(Beginning of Dataset content)

PR #229, opened 2020-03-06
Fixing security issue

jwoertink:
* upgraded all of the node packages.
* Moved to latest tailwind config setup. 

This should put us in the latest updates for all of these so it should be a good while before we need to update again.

### DIFF
--- a/package.json
+++ b/package.json
@@ -2,10 +2,10 @@
   "license": "UNLICENSED",
   "private": true,
   "dependencies": {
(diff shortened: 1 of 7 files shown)


jwoertink:
oh that's interesting... I wonder why the deploy failed..

paulcsmith:
Looks good! Design looks identical 👍

paulcsmith (approved):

(End of Dataset content)

Where a line above holds the string "latest", copy that line.

Answer to this problem
* Moved to latest tailwind config setup. 
This should put us in the latest updates for all of these so it should be a good while before we need to update again.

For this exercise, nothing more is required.